Try it: Your task is to find every line in the records that holds the string "opened" and copy it.

======== Records provided ========

PR #6924, opened 2024-07-16
Be able to get PFN to scope-name translation function from the policy package

### LINKED ISSUE #6817: Get the PFN to scope:name translation function from policy package
### Description

This translation is needed to declare replicas suspicious [1,2,3]. Currently, the function which performs this translation is decided based on the VO [4]. Since CMS isn't multi-VO, we're using the default VO (`def`) which corresponds to the default function [5] which simply doesn't work for CMS [6]. 

[1] https://github.com/rucio/rucio/blob/bc29b8f9683f399ec74ed241819c2a6bf8dad2ed/lib/rucio/core/replica.py#L271
[2] https://github.com/rucio/rucio/blob/bc29b8f9683f399ec74ed241819c2a6bf8dad2ed/lib/rucio/rse/rsemanager.py#L29
[3] https://github.com/rucio/rucio/blob/bc29b8f9683f399ec74ed241819c2a6bf8dad2ed/lib/rucio/rse/protocols/protocol.py#L40
[4] https://github.com/rucio/rucio/blob/bc29b8f9683f399ec74ed241819c2a6bf8dad2ed/lib/rucio/rse/protocols/protocol.py#L46-L47
[5] https://github.com/rucio/rucio/blob/bc29b8f9683f399ec74ed241819c2a6bf8dad2ed/lib/rucio/rse/protocols/protocol.py#L60
[6] https://github.com/dmwm/CMSRucio/issues/692#issuecomment-2133123551 

### Motivation

To be able to mark replicas suspicious for CMS

### Change

After some discussions with @voetberg and @dynamic-entropy, we decided that the best way to handle this is to implement the relevant function in the policy package. The `RSEDeterministicScopeTranslation` class should check whether there's any function implemented in the policy package. If so, it should use it, o/w use the static functions implemented in the class (`_default` and `_atlas`). 

I'm planning to work on this change, so you can assign it to me, if that's okay. Also if somebody has a better idea, please let me know.

haozturk:
Fixes #6817 

This PR makes `RSEDeterministicScopeTranslation` get the parser function from the policy package if it's configured so. O/w it works as before, i.e. use the `atlas` or `default` function from the same class according to the VO.

### DIFF
--- a/lib/rucio/rse/protocols/protocol.py
+++ b/lib/rucio/rse/protocols/protocol.py
@@ -42,19 +42,21 @@ class RSEDeterministicScopeTranslation(PolicyPackageAlgorithms):
         Translates a pfn dictionary into a scope and name
     """
 
-    _algorithm_type = "pfn2scope_name"
+    _algorithm_type = "pfn2lfn"
 
     def __init__(self, vo: str = 'def'):
         super().__init__()
         self.register("def", RSEDeterministicScopeTranslation._default)
         self.register("atlas", RSEDeterministicScopeTranslation._atlas)
         policy_module = vo
+        logger = logging.getLogger(__name__)
         try:
             # Use the function defined in the policy package if it's configured so
             algo_type = self._algorithm_type
             algorithm_name = config.config_get('policy', self._algorithm_type)
         except (NoOptionError, NoSectionError, RuntimeError):
             # Don't use a function from the policy package. Use one defined in this class according to vo
+            logger.debug("PFN2LFN function will not be fetched from the policy package")
             algo_type = self.__class__.__name__
             if super()._supports(self.__class__.__name__, policy_module):
                 algorithm_name = policy_module
--- a/lib/rucio/rse/protocols/protocol.py
+++ b/lib/rucio/rse/protocols/protocol.py
@@ -20,7 +20,7 @@ import hashlib
 import logging
 from collections.abc import Callable, Mapping
 from configparser import NoOptionError, NoSectionError
-from typing import TypeVar, Any
+from typing import Any, TypeVar
 from urllib.parse import urlparse
 
 from rucio.common import config, exception
--- a/lib/rucio/rse/protocols/protocol.py
+++ b/lib/rucio/rse/protocols/protocol.py
@@ -41,16 +41,31 @@ class RSEDeterministicScopeTranslation(PolicyPackageAlgorithms):
     """
         Translates a pfn dictionary into a scope and name
     """
+
+    _algorithm_type = "pfn2scope_name"
+
     def __init__(self, vo: str = 'def'):
         super().__init__()
         self.register("def", RSEDeterministicScopeTranslation._default)
         self.register("atlas", RSEDeterministicScopeTranslation._atlas)
         policy_module = vo
-        # Uses the same policy as the DeterministicTranslation
-        if super()._supports(self.__class__.__name__, policy_module):
-            self.parser = self._get_one_algorithm(self.__class__.__name__, policy_module)
-        else:
-            self.parser = self._get_one_algorithm(self.__class__.__name__, "def")
+        try:
+            # Use the function defined in the policy package if it's configured so
+            algo_type = self._algorithm_type
+            algorithm_name = config.config_get('policy', self._algorithm_type)
+        except (NoOptionError, NoSectionError, RuntimeError):
+            # Don't use a function from the policy package. Use one defined in this class according to vo
+            algo_type = self.__class__.__name__
+            if super()._supports(self.__class__.__name__, policy_module):
+                algorithm_name = policy_module
+            else:
+                algorithm_name = "def"
+
+        self.parser = self.get_parser(algo_type, algorithm_name)
+
+    @classmethod
+    def get_parser(cls, algorithm_type, algorithm_name):
+        return super()._get_one_algorithm(algorithm_type, algorithm_name)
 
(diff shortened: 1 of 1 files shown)


lib/rucio/rse/protocols/protocol.py
```diff
@@ -41,16 +41,31 @@ class RSEDeterministicScopeTranslation(PolicyPackageAlgorithms):
...
-        # Uses the same policy as the DeterministicTranslation
-        if super()._supports(self.__class__.__name__, policy_module):
-            self.parser = self._get_one_algorithm(self.__class__.__name__, policy_module)
-        else:
-            self.parser = self._get_one_algorithm(self.__class__.__name__, "def")
+        try:
+            # Use the function defined in the policy package if it's configured so
+            algo_type = self._algorithm_type
+            algorithm_name = config.config_get('policy', self._algorithm_type)
+        except (NoOptionError, NoSectionError, RuntimeError):
```
voetberg, line 57: What causes this runtime error, is it just a missing config? It's a little generic, it could be useful to put a logging statement here just in case.

lib/rucio/rse/protocols/protocol.py
```diff
@@ -41,16 +41,31 @@ class RSEDeterministicScopeTranslation(PolicyPackageAlgorithms):
     """
         Translates a pfn dictionary into a scope and name
     """
+
+    _algorithm_type = "pfn2scope_name"
```
dynamic-entropy: I think, `pfn2lfn` would be a more standard name. 
Since this is supposed to be an inverse operation of `lfn2pfn` algorithms.

It is understood that `scope` is implicitly an output and input in the `pfn2lfn` and `lfn2pfn` policy package functions respectively.

lib/rucio/rse/protocols/protocol.py
haozturk: If the configuration is missing,  we should get `NoOptionError` or `NoSectionError` exceptions. I actually don't know what would throw `RuntimeError`. I've included it, since it was also included in many places in rucio code where a config is tried to be read, e.g. [1]. Not sure if we should keep it or not.

I can put a logging line. Should I make it `DEBUG` level? For communities that don't rely on policy package for this functionality, it might clutter their logging o/w

[1] https://github.com/rucio/rucio/blob/a62dfe18216cd0bcea238b5ed7b1197345a7f2fd/lib/rucio/daemons/reaper/reaper.py#L274

lib/rucio/rse/protocols/protocol.py
haozturk: okay, I don't have an objection to this. I'll do all the changes at once once the other thread is resolved.

lib/rucio/rse/protocols/protocol.py
voetberg: I would do it at debug level for sure, if we don't know what the Runtime is catching I would mark that as better safe than sorry. It is up to your digression though.

haozturk: I added the logging and I kept the RuntimeError exception. Does it look good now?

lib/rucio/rse/protocols/protocol.py
haozturk: I renamed it, does it look good now?

voetberg (dismissed):

lib/rucio/rse/protocols/protocol.py
```diff
@@ -41,16 +41,33 @@ class RSEDeterministicScopeTranslation(PolicyPackageAlgorithms):
...
+            algo_type = self.__class__.__name__
+            if super()._supports(self.__class__.__name__, policy_module):
+                algorithm_name = policy_module
+            else:
+                algorithm_name = "def"
+
+        self.parser = self.get_parser(algo_type, algorithm_name)
+
+    @classmethod
+    def get_parser(cls, algorithm_type, algorithm_name):
```
rdimaio:
```suggestion
    def get_parser(cls, algorithm_type: str, algorithm_name: str) -> Callable[..., Any]:
```

I'm not sure why the `pyright` check didn't complain about this - it should usually fail when the number of missing type annotations increases in a PR

lib/rucio/rse/protocols/protocol.py
```diff
@@ -41,16 +41,33 @@ class RSEDeterministicScopeTranslation(PolicyPackageAlgorithms):
...
+        logger = logging.getLogger(__name__)
+        try:
+            # Use the function defined in the policy package if it's configured so
+            algo_type = self._algorithm_type
+            algorithm_name = config.config_get('policy', self._algorithm_type)
+        except (NoOptionError, NoSectionError, RuntimeError):
+            # Don't use a function from the policy package. Use one defined in this class according to vo
+            logger.debug("PFN2LFN function will not be fetched from the policy package")
+            algo_type = self.__class__.__name__
+            if super()._supports(self.__class__.__name__, policy_module):
```
rdimaio: nit, for simplicity:

```suggestion
            if super()._supports(algo_type, policy_module):
```

lib/rucio/rse/protocols/protocol.py
haozturk: added them, thanks

lib/rucio/rse/protocols/protocol.py
haozturk: done

rdimaio (approved):

Issue #6826, opened 2024-06-17
Enable linting to avoid f-string logging


rdimaio:
We have a few instances of using f-strings in logging, e.g.: https://github.com/search?q=repo%3Arucio%2Frucio+%2Flog.*%2C+f%22%2F&type=code

As mentioned here: https://github.com/rucio/rucio/pull/6722#discussion_r1638565469, though there might be negligible changes in performance, it might be a good practice to follow.

Our linter (Ruff) has a code for matching these occurrences: https://docs.astral.sh/ruff/rules/logging-f-string/

dchristidis:
Very nice! We should apply this to all forms of interpolation, not only f-strings:
* [logging-string-format](https://docs.astral.sh/ruff/rules/logging-string-format/): `logging.info('foo {}'.format(bar))`
* [logging-percent-format](https://docs.astral.sh/ruff/rules/logging-percent-format/): `logging.info('foo %s' % bar)`
* [logging-string-concat](https://docs.astral.sh/ruff/rules/logging-string-concat/): `logging.info('foo ' + bar)`

PR #6926, opened 2024-07-16
Functional Tests :  Automatix crash if one destination RSE is not available #6925

### LINKED ISSUE #6925: Automatix crash if one destination RSE is not available
### Description

If `automatix` is run on a list of RSEs and one of these RSEs has issue, an exception can be raised into `upload_client.upload`. This exception is not caught and `automatix` won't be able to process the rest of the RSEs

### Steps to reproduce

-

### Rucio Version

_No response_

### Additional Information

_No response_

cserf:


lib/rucio/daemons/automatix/automatix.py
```diff
@@ -239,23 +241,32 @@ def run_once(heartbeat_handler: HeartbeatHandler, inputfile: str, **_kwargs) ->
...
-        else:
-            logger(logging.INFO, "Error uploading files")
-        for physical_fname in physical_fnames:
-            remove(physical_fname)
-        rmdir(tmpdir)
+        try:
+            upload_client = UploadClient(client)
+            ret = upload_client.upload(files)
+            if ret == 0:
+                logger(logging.INFO, f"{dsn} successfully registered on {rse}")
```
voetberg: Re issue #6826 , these should probably be %s style formating and not f-strings.

voetberg (changes requested):

lib/rucio/daemons/automatix/automatix.py
```diff
@@ -239,23 +241,32 @@ def run_once(heartbeat_handler: HeartbeatHandler, inputfile: str, **_kwargs) ->
...
+        logging.INFO,
+        f"It took {cycle_stopwatch.elapsed} seconds to upload datasets on {len(successes)} RSEs: {str(successes)}",
+    )
     logger(
         logging.INFO,
-        "It took %f seconds to upload one dataset on %s",
-        cycle_stopwatch.elapsed,
-        str(rses),
+        f"Datasets could not be uploaded on {len(failures)} RSEs: {str(failures)}",
     )
```
rdimaio: I think this should only be logged conditionally in case there's any failures (otherwise it'd just say "datasets could not be uploaded on 0 RSEs:"

lib/rucio/daemons/automatix/automatix.py
```diff
@@ -239,23 +241,32 @@ def run_once(heartbeat_handler: HeartbeatHandler, inputfile: str, **_kwargs) ->
...
+        finally:
+            for physical_fname in physical_fnames:
+                remove(physical_fname)
+            rmdir(tmpdir)
+    logger(
+        logging.INFO,
+        f"It took {cycle_stopwatch.elapsed} seconds to upload datasets on {len(successes)} RSEs: {str(successes)}",
+    )
     logger(
         logging.INFO,
```
rdimaio: `logging.ERROR` might be better - we expect this log to only appear if an error occurs

lib/rucio/daemons/automatix/automatix.py
```diff
@@ -239,23 +241,32 @@ def run_once(heartbeat_handler: HeartbeatHandler, inputfile: str, **_kwargs) ->
...
+                logger(logging.INFO, f"{dsn} successfully registered on {rse}")
+                METRICS.counter(name="addnewdataset.done").inc()
+                METRICS.counter(name="addnewfile.done").inc(nbfiles)
+                METRICS.timer(name='datasetinjection').observe(stopwatch.elapsed)
+                successes.append(rse)
+            else:
+                logger(logging.INFO, "Error uploading files")
+                failures.append(rse)
+        except Exception as error:
+            logger(logging.ERROR, f"Error uploading files on {rse}: {str(error)}")
```
rdimaio: Same point about f-string logging (https://github.com/rucio/rucio/issues/6826)

lib/rucio/daemons/automatix/automatix.py
```diff
@@ -239,23 +241,32 @@ def run_once(heartbeat_handler: HeartbeatHandler, inputfile: str, **_kwargs) ->
...
+            failures.append(rse)
+        finally:
+            for physical_fname in physical_fnames:
+                remove(physical_fname)
+            rmdir(tmpdir)
+    logger(
+        logging.INFO,
+        f"It took {cycle_stopwatch.elapsed} seconds to upload datasets on {len(successes)} RSEs: {str(successes)}",
```
rdimaio: Same point about f-string logging (https://github.com/rucio/rucio/issues/6826)

lib/rucio/daemons/automatix/automatix.py
```diff
@@ -239,23 +241,32 @@ def run_once(heartbeat_handler: HeartbeatHandler, inputfile: str, **_kwargs) ->
...
+    )
     logger(
         logging.INFO,
-        "It took %f seconds to upload one dataset on %s",
-        cycle_stopwatch.elapsed,
-        str(rses),
+        f"Datasets could not be uploaded on {len(failures)} RSEs: {str(failures)}",
```
rdimaio: Same point about f-string logging (https://github.com/rucio/rucio/issues/6826)

rdimaio (changes requested):

lib/rucio/daemons/automatix/automatix.py
rdimaio: (this comment refers to line 268, not 264 - the way the diff looks on GH is a bit weird)

lib/rucio/daemons/automatix/automatix.py
Ban42: Wouldn't it be better if there is always only one logging message in the format:
`"It took {cycle_stopwatch.elapsed} seconds to successfully upload {len(success)} out of {len(success)+len(failures)}. Successful RSEs : {str(successes)}, failed RSEs : {str(failures)}"` ?

The reason being that in case of partial success (5 successful uploads over 6) it may be weird for the user to read two different logs saying operation was successful and then operation was not successful. Just my 2cents.

rdimaio (approved):
LGTM, we can merge it like this, but we should consider implementing this review comment https://github.com/rucio/rucio/pull/6926#discussion_r1682765749 as it would be helpful to see how many RSEs failed out of all the RSEs attempted (e.g. if only one RSE fails it might be an issue with that RSE, if all RSEs fail there might be something else giong on)

PR #6927, opened 2024-07-16
Core & Internals: Migrate heartbeat to SQLA20 #6640

erlingstaff:

Migrating core/heartbeat.py to SQLAlchemy 2.0

### DIFF
--- a/lib/rucio/core/heartbeat.py
+++ b/lib/rucio/core/heartbeat.py
@@ -16,8 +16,7 @@ import datetime
 import hashlib
 from typing import TYPE_CHECKING, Optional
 
-from sqlalchemy import func, select
-from sqlalchemy.sql import distinct
+from sqlalchemy import and_, delete, func, select, update
 
 from rucio.common.exception import DatabaseException
 from rucio.common.utils import pid_exists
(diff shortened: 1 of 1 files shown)


lib/rucio/core/heartbeat.py
```diff
@@ -166,19 +192,28 @@ def live(
...
-                             Heartbeats.thread_id)\
-                   .order_by(Heartbeats.hostname,
-                             Heartbeats.pid,
-                             Heartbeats.thread_id)
-    result = query.all()
+    stmt = select(
+        Heartbeats.hostname,
+        Heartbeats.pid,
+        Heartbeats.thread_id
+    ).distinct(
```
rdimaio: this `distinct()` was not present in the original query, but this looks correct anyway

rdimaio (dismissed):

lib/rucio/core/heartbeat.py
bari12: I think there is basically no difference due to the group_by, but I would still remove it, it just doesn't add anything.

erlingstaff: Removed

rdimaio (approved):

PR #6929, opened 2024-07-16
Core & Internals: Migrate core/scope.py to SQLA20 #6640

erlingstaff:

1. Migrating core/scope.py to SQLAlchemy 2.0
2. Corrected a faulty return type from `str` to `InternalScope` that raised an error when migrating the queries.

### DIFF
--- a/lib/rucio/core/scope.py
+++ b/lib/rucio/core/scope.py
@@ -16,6 +16,7 @@ from re import match
 from traceback import format_exc
 from typing import TYPE_CHECKING, Any, Optional
 
+from sqlalchemy import and_, select
 from sqlalchemy.exc import IntegrityError
 
 from rucio.common.exception import AccountNotFound, Duplicate, RucioException, VONotFound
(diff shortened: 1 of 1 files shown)


lib/rucio/core/scope.py
```diff
@@ -79,7 +85,7 @@ def bulk_add_scopes(scopes, account, skipExisting=False, *, session: "Session"):
 
 
 @read_session
-def list_scopes(filter_: Optional[dict[str, Any]] = None, *, session: "Session") -> list[str]:
+def list_scopes(filter_: Optional[dict[str, Any]] = None, *, session: "Session") -> list[models.InternalScope]:
```
rdimaio: `InternalScope` is defined in `types`, best to import it from there: https://github.com/rucio/rucio/blob/a1d68d02d7d634827236d1e052a32b9a0c6bf516/lib/rucio/common/types.py#L112

rdimaio (changes requested):

lib/rucio/core/scope.py
erlingstaff: Importing `InternalScope` from `from rucio.common.types` now

rdimaio (approved):

PR #6930, opened 2024-07-16
Refactor SQLA models `UUID` type hints and add type annotations to account_limit

rdimaio:
Part of #6588. The `UUID` type hints are changed to `str` per discussion with Dimitrios

### DIFF
--- a/lib/rucio/gateway/account_limit.py
+++ b/lib/rucio/gateway/account_limit.py
@@ -56,10 +56,10 @@ def get_local_account_limits(account, vo='def', *, session: "Session"):
     :returns: The account limits.
     """
 
-    account = InternalAccount(account, vo=vo)
+    internal_account = InternalAccount(account, vo=vo)
 
     rse_instead_id = {}
-    for elem in account_limit_core.get_local_account_limits(account=account, session=session).items():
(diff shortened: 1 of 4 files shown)


lib/rucio/gateway/account_limit.py
```diff
@@ -56,16 +66,22 @@ def get_local_account_limits(account, vo='def', *, session: "Session"):
     :returns: The account limits.
     """
 
-    account = InternalAccount(account, vo=vo)
+    internal_account = InternalAccount(account, vo=vo)
```
voetberg, line 69: This rename should probably be a different commit (same goes for lines 98, 123, 152 etc)

rdimaio: It's directly related to the type annotation change (because by specifying `account: str`, the linter complains about this line as we're now passing an `InternalAccount` to an object that should be `str`), but I'll break these out in a separate commit for clarity

rdimaio:
Rebased in latest forcepush

lib/rucio/gateway/account_limit.py
rdimaio: Addressed in latest forcepush

bari12 (approved):

PR #6935, opened 2024-07-16
Core & Internals: Migrate core/lock to SQLA20 #6640

erlingstaff:

Migrating core/lock.py to SQLAlchemy 2.0

### DIFF
--- a/lib/rucio/core/lock.py
+++ b/lib/rucio/core/lock.py
@@ -18,7 +18,7 @@ from datetime import datetime
 from typing import TYPE_CHECKING, Any, Optional, Union
 
 from sqlalchemy.exc import DatabaseError
-from sqlalchemy.sql.expression import and_, or_
+from sqlalchemy.sql.expression import and_, or_, select, true, update
 
 import rucio.core.did
 import rucio.core.rule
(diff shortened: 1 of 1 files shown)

========

Response area:
PR #6924, opened 2024-07-16
Issue #6826, opened 2024-06-17
PR #6926, opened 2024-07-16
PR #6927, opened 2024-07-16
PR #6929, opened 2024-07-16
PR #6930, opened 2024-07-16
PR #6935, opened 2024-07-16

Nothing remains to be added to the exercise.